> Directions for this task: Every entry must be output exactly as it was written.

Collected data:
▬▬▬▬▬▬
PR #203, opened 2026-07-13
Perf test idea

StealthyCoder:
## What

Implements a self-contained, fast `contrib/perf-test/` Locust harness for
`dg-sat`, replacing `contrib/scale-test`. Registers/drives thousands of
simulated devices over mTLS, plus an admin actor over the REST API, plus a
TUF check-for-update/download flow — with isolated, tag-selectable
scenarios rather than one monolithic mixed run.

## Why a new folder instead of extending `scale-test`

`contrib/scale-test`'s cert generation forks `openssl` per device — at
5000 devices that's tens of thousands of process spawns, minutes just to
get to a runnable state. `contrib/perf-test/gen-certs` is a single Go
binary doing all keygen+signing in-process: 5000 ECDSA P-256 device certs
in ~250ms. Everything else (setup, seeding, the Locust file itself) is
also self-contained under one `docker compose`/`Makefile` entry point.
`scale-test` is removed in this PR rather than kept alongside it — two
parallel, easily-diverging perf-testing setups isn't worth the upkeep.

## What it covers

| Actor | Endpoints |
|---|---|
| Device (mTLS `:8443`) | `GET /device`, `GET /config`, `POST /events`, `GET /repo/timestamp.json`\|`snapshot.json`\|`targets.json`, `POST /ostree/download-urls`, `GET /ostree/config` |
| Admin (REST `:8080`) | `GET /v1/devices` (paginated) |

This is a subset of the server's full HTTP surface by design — see
"Follow-up" below.

## Design notes

- **Fixture seeding is at the storage layer, not through the REST upload
  API.** `gen-certs --seed-update` writes an unsigned-but-structurally-valid
  `targets.json`/`snapshot.json`/`timestamp.json`/root, plus a real 256KiB
  ostree object, and assigns it via a rollout — all before `dg-sat serve`
  ever starts. The gateway doesn't verify TUF signatures on `GET` (that's a
  TUF-client concern), so unsigned content is legitimate here and far
  cheaper than driving a real signed tar upload through the REST API for
  zero benefit on the paths this harness actually exercises.
- **Rollouts are assigned by UUID, not group.** A device that self-registers
  via real mTLS always has `group_name=""` (`DeviceCreate` never sets it) —
  a rollout keyed by `groups` would silently match nothing. Confirmed by
  reading `storage/gateway/storage.go` before relying on it.
- **Seeded devices get their real extracted pubkey, not a placeholder.** A
  fake key would make the real mTLS handshake hit "key rotation not
  supported" on first contact, since the DB pubkey wouldn't match the cert
  `gen-certs` already wrote to disk for that device.
- **Admin traffic uses absolute URLs, not `self.host`.** Locust's runner
  overwrites every registered `User` class's `host` with the mTLS device
  host immediately before each spawn (`runners.py`, confirmed by reading
  Locust 2.43.4's source, not assumed from docs) — `AdminUser` can't rely
  on `HttpSession.base_url` and builds full URLs instead, including when
  following the paginated `Link` header (server returns it as a relative
  path, so it must be re-anchored per page).
- **Every task is tagged** (`device:*`/`admin:*`/`update:*`,
  `update:check`/`update:download`), mirroring the `@locust.tag(...)`
  convention already used elsewhere for Locust harnesses in this org, so
  `--tags`/`--exclude-tags` can isolate one scenario at a time —
  `ceteris paribus`, without steady-state/admin/update traffic all
  competing for the same SQLite writer in the same run. This replaced an
  earlier custom `--update-flow-weight` CLI flag that only gated the whole
  flow on/off; native tag filtering is strictly more capable and one less
  thing to maintain.
- **Named `make locust-*` targets + `PROFILE=`/`SCENE=` composition.**
  `make locust-update-check`, `locust-update`, `locust-admin`,
  `locust-steady-state` cover the common cases without needing to remember
  the `--tags` incantation; `profiles/*.mk`/`scenes/*.mk` let scale and
  task-selection presets be composed (`make headless-scenario PROFILE=smoke
  SCENE=update-check`), reusable by name, still overridable on the command
  line (command-line assignments win over both target-specific and
  included-file assignments — verified against GNU Make's actual
  precedence rules, not assumed).
- **`make help` / bare `make`** lists every target from the `##`
  doc-comments already on them, plus whatever's actually on disk under
  `profiles/`/`scenes/` — can't drift out of sync with what's implemented,
  unlike a hand-maintained list would.
- **`DRY_RUN=1`** prints the fully-resolved `docker compose` command instead
  of running it — narrower than `make -n`, which walks the whole
  prerequisite chain and echoes every target's recipe along the way.

## ⚠️ Known limitation: spawn-rate-dependent registration latency

Under a device cold-start burst, `dg-sat`'s single-writer SQLite
(`db.SetMaxOpenConns(1)`) serializes first-contact writes; a small number
of unlucky requests queue before finally succeeding (e.g. ~240s tail at
our 80/s spawn cap, 5000 devices). Zero failures either way — it's a
latency problem, not a correctness one.

A follow-up spawn-rate scan (2000 devices, steady-state traffic only,
rates 10/20/40/80/160) found the tail has a clear knee: median/p95 latency
stay flat (10ms/~25ms) at every rate tested, but max latency grows
roughly linearly from 10→20/s then jumps nonlinearly from 20/s onward
(741ms → 1.4s → 6.9s → 26.5s → 39.8s), still with zero failures at every
rate including 160/s. The `Makefile`'s 80/s default sits well past that
knee. Full methodology, caveats, and reproduction steps in
`contrib/perf-test/baselines/ratescan-2026-07-13.md`; root-cause writeup
in `contrib/perf-test/baselines/baseline-2026-07-11.md`.

## Follow-up

The harness currently covers a fraction of the server's REST surface
(missing: apps/registry download, device hardware/network/apps-state
reporting, fio-tests, and the whole admin configs/rollouts/TUF-management
domain). Planned as a sequence of small follow-up PRs — one domain at a
time, each waiting on review of the previous before starting — rather than
one large diff. Tracked separately, not part of this PR's diff.

## Testing

- Full 5000-device runs at both ends of this PR (unseeded baseline, and
  seeded + update-flow + admin mixed run): 0 failures, 0 exceptions, full
  device registration confirmed via the `Link` header's `last` offset.
  Results and analysis in `contrib/perf-test/baselines/`.
- Every named `make` target and `PROFILE=`/`SCENE=` combination
  dry-run-verified (`make -n`) and then actually run against a live
  seeded server at small scale before being trusted at full scale.
- `make headless` / `make run` (no extra flags) re-verified unaffected
  after each change that touched shared plumbing (config resolution,
  tagging, the Makefile rewrite) — regression-checked, not just assumed
  from reading the diff.


contrib/perf-test/gen-certs/main.go
```diff
@@ -0,0 +1,190 @@
+// Copyright (c) Qualcomm Technologies, Inc. and/or its subsidiaries.
```
doanac, line 1: When you move to the latest main, you'll see this: https://github.com/foundriesio/update-server/tree/main/cmd/seed I'm not sure if its worth consolidating code - but a single command to generate proper device certs isn't a bad idea. A customer could want this for manufacturing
▬▬▬▬▬▬
> Completed exercise:
PR #203, opened 2026-07-13
Perf test idea

StealthyCoder:
## What

Implements a self-contained, fast `contrib/perf-test/` Locust harness for
`dg-sat`, replacing `contrib/scale-test`. Registers/drives thousands of
simulated devices over mTLS, plus an admin actor over the REST API, plus a
TUF check-for-update/download flow — with isolated, tag-selectable
scenarios rather than one monolithic mixed run.

## Why a new folder instead of extending `scale-test`

`contrib/scale-test`'s cert generation forks `openssl` per device — at
5000 devices that's tens of thousands of process spawns, minutes just to
get to a runnable state. `contrib/perf-test/gen-certs` is a single Go
binary doing all keygen+signing in-process: 5000 ECDSA P-256 device certs
in ~250ms. Everything else (setup, seeding, the Locust file itself) is
also self-contained under one `docker compose`/`Makefile` entry point.
`scale-test` is removed in this PR rather than kept alongside it — two
parallel, easily-diverging perf-testing setups isn't worth the upkeep.

## What it covers

| Actor | Endpoints |
|---|---|
| Device (mTLS `:8443`) | `GET /device`, `GET /config`, `POST /events`, `GET /repo/timestamp.json`\|`snapshot.json`\|`targets.json`, `POST /ostree/download-urls`, `GET /ostree/config` |
| Admin (REST `:8080`) | `GET /v1/devices` (paginated) |

This is a subset of the server's full HTTP surface by design — see
"Follow-up" below.

## Design notes

- **Fixture seeding is at the storage layer, not through the REST upload
  API.** `gen-certs --seed-update` writes an unsigned-but-structurally-valid
  `targets.json`/`snapshot.json`/`timestamp.json`/root, plus a real 256KiB
  ostree object, and assigns it via a rollout — all before `dg-sat serve`
  ever starts. The gateway doesn't verify TUF signatures on `GET` (that's a
  TUF-client concern), so unsigned content is legitimate here and far
  cheaper than driving a real signed tar upload through the REST API for
  zero benefit on the paths this harness actually exercises.
- **Rollouts are assigned by UUID, not group.** A device that self-registers
  via real mTLS always has `group_name=""` (`DeviceCreate` never sets it) —
  a rollout keyed by `groups` would silently match nothing. Confirmed by
  reading `storage/gateway/storage.go` before relying on it.
- **Seeded devices get their real extracted pubkey, not a placeholder.** A
  fake key would make the real mTLS handshake hit "key rotation not
  supported" on first contact, since the DB pubkey wouldn't match the cert
  `gen-certs` already wrote to disk for that device.
- **Admin traffic uses absolute URLs, not `self.host`.** Locust's runner
  overwrites every registered `User` class's `host` with the mTLS device
  host immediately before each spawn (`runners.py`, confirmed by reading
  Locust 2.43.4's source, not assumed from docs) — `AdminUser` can't rely
  on `HttpSession.base_url` and builds full URLs instead, including when
  following the paginated `Link` header (server returns it as a relative
  path, so it must be re-anchored per page).
- **Every task is tagged** (`device:*`/`admin:*`/`update:*`,
  `update:check`/`update:download`), mirroring the `@locust.tag(...)`
  convention already used elsewhere for Locust harnesses in this org, so
  `--tags`/`--exclude-tags` can isolate one scenario at a time —
  `ceteris paribus`, without steady-state/admin/update traffic all
  competing for the same SQLite writer in the same run. This replaced an
  earlier custom `--update-flow-weight` CLI flag that only gated the whole
  flow on/off; native tag filtering is strictly more capable and one less
  thing to maintain.
- **Named `make locust-*` targets + `PROFILE=`/`SCENE=` composition.**
  `make locust-update-check`, `locust-update`, `locust-admin`,
  `locust-steady-state` cover the common cases without needing to remember
  the `--tags` incantation; `profiles/*.mk`/`scenes/*.mk` let scale and
  task-selection presets be composed (`make headless-scenario PROFILE=smoke
  SCENE=update-check`), reusable by name, still overridable on the command
  line (command-line assignments win over both target-specific and
  included-file assignments — verified against GNU Make's actual
  precedence rules, not assumed).
- **`make help` / bare `make`** lists every target from the `##`
  doc-comments already on them, plus whatever's actually on disk under
  `profiles/`/`scenes/` — can't drift out of sync with what's implemented,
  unlike a hand-maintained list would.
- **`DRY_RUN=1`** prints the fully-resolved `docker compose` command instead
  of running it — narrower than `make -n`, which walks the whole
  prerequisite chain and echoes every target's recipe along the way.

## ⚠️ Known limitation: spawn-rate-dependent registration latency

Under a device cold-start burst, `dg-sat`'s single-writer SQLite
(`db.SetMaxOpenConns(1)`) serializes first-contact writes; a small number
of unlucky requests queue before finally succeeding (e.g. ~240s tail at
our 80/s spawn cap, 5000 devices). Zero failures either way — it's a
latency problem, not a correctness one.

A follow-up spawn-rate scan (2000 devices, steady-state traffic only,
rates 10/20/40/80/160) found the tail has a clear knee: median/p95 latency
stay flat (10ms/~25ms) at every rate tested, but max latency grows
roughly linearly from 10→20/s then jumps nonlinearly from 20/s onward
(741ms → 1.4s → 6.9s → 26.5s → 39.8s), still with zero failures at every
rate including 160/s. The `Makefile`'s 80/s default sits well past that
knee. Full methodology, caveats, and reproduction steps in
`contrib/perf-test/baselines/ratescan-2026-07-13.md`; root-cause writeup
in `contrib/perf-test/baselines/baseline-2026-07-11.md`.

## Follow-up

The harness currently covers a fraction of the server's REST surface
(missing: apps/registry download, device hardware/network/apps-state
reporting, fio-tests, and the whole admin configs/rollouts/TUF-management
domain). Planned as a sequence of small follow-up PRs — one domain at a
time, each waiting on review of the previous before starting — rather than
one large diff. Tracked separately, not part of this PR's diff.

## Testing

- Full 5000-device runs at both ends of this PR (unseeded baseline, and
  seeded + update-flow + admin mixed run): 0 failures, 0 exceptions, full
  device registration confirmed via the `Link` header's `last` offset.
  Results and analysis in `contrib/perf-test/baselines/`.
- Every named `make` target and `PROFILE=`/`SCENE=` combination
  dry-run-verified (`make -n`) and then actually run against a live
  seeded server at small scale before being trusted at full scale.
- `make headless` / `make run` (no extra flags) re-verified unaffected
  after each change that touched shared plumbing (config resolution,
  tagging, the Makefile rewrite) — regression-checked, not just assumed
  from reading the diff.


contrib/perf-test/gen-certs/main.go
```diff
@@ -0,0 +1,190 @@
+// Copyright (c) Qualcomm Technologies, Inc. and/or its subsidiaries.
```
doanac, line 1: When you move to the latest main, you'll see this: https://github.com/foundriesio/update-server/tree/main/cmd/seed I'm not sure if its worth consolidating code - but a single command to generate proper device certs isn't a bad idea. A customer could want this for manufacturing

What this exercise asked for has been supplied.